# Tour de France 2022 1st July



## Furryanimal (Jul 1, 2022)

The world’s favourite road cycling race, the Tour de France, is scheduled to return for its 109th edition in July with Copenhagen, Denmark confirmed as the starting stage. As always, there will be 21 stages in total with just three rest days in between them, a gruelling test of endurance, stamina and determination. Last year’s race was won by Slovenian rider Tadej Pogacar who managed to retain his title having also won in 2020. Pogacar and his team, UAE Team Emirates will be confident he can make an impact again and the bookies certainly agree. According to oddschecker, whose free bets page includes several offers that can be used for Le Tour, Pogacar is this year’s favourite, ahead of Jonas Vingegard and Richard Carapaz. These four will be joined on the starting line by over 100 others and they will all be dreaming of leading their team to victory


https://www.procyclingstats.com/race/tour-de-france/2022/startlist

https://www.letour.fr/en/

in the UK live on S4C,ITV4,Eurosport Player(ad free),Eurosport TV,GCN and Discovery+


----------



## Bretrick (Jul 1, 2022)

For some reason I enjoy watching competitive bike riding.
Maybe it came from my time in Tasmania watching Australia's top riders racing around a velodrome back in the 70's.
Georgetown, Burnie, Latrobe and Launceston were some of the places where cycling was really big.
I often watched Olympic Silver medalist Danny Clark race against world class riders.
I know there were many world class cyclists who raced at those venues though their names are gone from my mind after more than 50 years.
Tour de France starts tonight though it is on at 10.30 pm. I am usually well asleep by then


----------



## Capt Lightning (Jul 1, 2022)

I find cycle racing about as exciting as watching paint drying.  Many years ago, one stage passed through Havant, Hampshire and close to where Mrs. L worked.  Lots of seating was put in place for spectators, the road was repaired where necessary and the race was hyped up by the news media.  One colleague who witnessed it said that after waiting for ages, a couple of cars passed through, followed by the cyclists  ....  and that was it.  All over in a few minutes.
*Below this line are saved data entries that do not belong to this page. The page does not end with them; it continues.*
PR #22438, opened 2020-06-25
fix: Update route after rename and update doc

SDLyu:

After rename or update item group doc that route not change, it should change to correct route path.

This PR call `make_route` function in `after_rename` `on_update` event and make route change.

> Screenshots/GIFs

### Change `Node4` to `Node5`

Item_Group_Tree

#### Before

_MySQL_5_5_5-10_3_22-MariaDB-1_10_3_22_maria_bionic__docker_erpnext__a94a8fe5ccb19ba6_tabItem_Group

#### After

_MySQL_5_5_5-10_3_22-MariaDB-1_10_3_22_maria_bionic__docker_erpnext__a94a8fe5ccb19ba6_tabItem_Group


erpnext/setup/doctype/item_group/item_group.py
```diff
@@ -37,30 +37,34 @@ def validate(self):
...
+		return self.route
 
 	def on_trash(self):
 		NestedSet.on_trash(self)
 		WebsiteGenerator.on_trash(self)
 		self.delete_child_item_groups_key()
 
+	def after_rename(self, old_name, new_name, merge):
+		self.make_route()
+		self.save()
```
rohitwaghchaure: Instead of self.save() try below code
```
frappe.db.set_value("Item Group", self.item_group, "route", self.route)
```

erpnext/setup/doctype/item_group/item_group.py
```diff
@@ -37,30 +37,34 @@ def validate(self):
 	def on_update(self):
 		NestedSet.on_update(self)
 		invalidate_cache_for(self)
+		self.make_route()
```
rohitwaghchaure: why called make_route from on_update, it's already called from validate

SDLyu: Sorry, didn't notice that. Already remove `make_route` from `on_update`

erpnext/setup/doctype/item_group/item_group.py
SDLyu: Done. But no `item_group` attribute found, it should be `item_group_name`.

SDLyu:
Hi @rohitwaghchaure 
Is there any update?
Thanks.

erpnext/setup/doctype/item_group/item_group.py
```diff
@@ -43,24 +43,27 @@ def on_update(self):
 
 	def make_route(self):
 		'''Make website route'''
-		if not self.route:
-			self.route = ''
-			if self.parent_item_group:
-				parent_item_group = frappe.get_doc('Item Group', self.parent_item_group)
+		self.route = ''
+		if self.parent_item_group:
+			parent_item_group = frappe.get_doc('Item Group', self.parent_item_group)
```
rohitwaghchaure: Why get_doc? you have to get only 2 field use 
frappe.db.get_value("Item Group", self.parent_item_group, ["parent_item_group", "route"])

SDLyu: Fixed

PR #22440, opened 2020-06-25
fix: cannot cancel assets with repair pending

nextchamp-saqib:
Problem:
Assets having pending repair documents or pending maintenance documents shows inappropriate error message

Changes:
Error message now suggests, If an asset has 'In Maintenance' or 'Out of Order' statuses, then user must complete/cancel all the active maintenance or repairs before cancelling the asset.


nabinhait (approved):

nextchamp-saqib:

PR #22443, opened 2020-06-25
fix: show_dashboard + button depends on status

Anurag810:
In Expense Claim doctype when the status is Paid, payment Entry and Journal Entry links (In dashboard) should be disabled.

image


nabinhait (commented):
This is an anti-pattern, not used in any document.

Keep the + button, but add validation if expense claim is overpaid or payment made against rejected claim.

PR #22446, opened 2020-06-25
fix: removed fiscal year field from "Request for Quotation" doctype

AfshanKhan:
Removed"Fiscal Year" field from "Request for Quotation" doctype and checked for reports that would have ref Doctype as "Request for Quotation". There weren't any.


deepeshgarg007:
@AfshanKhan Please update proper description. Since our pull requests are public you should write description that makes sense to everyone, even outside our organization

deepeshgarg007 (dismissed):

deepeshgarg007:
@AfshanKhan Please check travis logs. There is an error in this

AfshanKhan:
@deepeshgarg007 fixed it. Travis is successful.

deepeshgarg007 (approved):

PR #22448, opened 2020-06-25
fix: job applicant fixes 

Anurag810:
fixes:
Don't allow to create multiple job offer for a single job applicant
Don't allow to create Employee onboarding without a job offer


erpnext/hr/doctype/employee_onboarding/employee_onboarding.py
```diff
@@ -13,6 +13,12 @@ class IncompleteTaskError(frappe.ValidationError): pass
 class EmployeeOnboarding(EmployeeBoardingController):
 	def validate(self):
 		super(EmployeeOnboarding, self).validate()
+		self.validate_duplicate_employee_onboarding()
+
+	def validate_duplicate_employee_onboarding(self):
+		emp_onboarding = frappe.db.exists("Employee Onboarding",{"job_applicant": self.job_applicant})
```
nabinhait, line 19: `name!=self.name`

erpnext/hr/doctype/job_offer/job_offer.py
```diff
@@ -15,6 +15,9 @@ def onload(self):
 
 	def validate(self):
 		self.validate_vacancies()
+		job_offer = frappe.db.exists("Job Offer",{"job_applicant": self.job_applicant})
```
nabinhait, line 18: `name!=self.name`

nabinhait (changes requested):

nabinhait (approved):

It's much more exciting to watch mountain bike racing which is very popular in Scotland.


----------



## Furryanimal (Jul 1, 2022)

Capt Lightning said:


> I find cycle racing about as exciting as watching paint drying.  Many years ago, one stage passed through Havant, Hampshire and close to where Mrs. L worked.  Lots of seating was put in place for spectators, the road was repaired where necessary and the race was hyped up by the news media.  One colleague who witnessed it said that after waiting for ages, a couple of cars passed through, followed by the cyclists  ....  and that was it.  All over in a few minutes.
> 
> It's much more exciting to watch mountain bike racing which is very popular in Scotland.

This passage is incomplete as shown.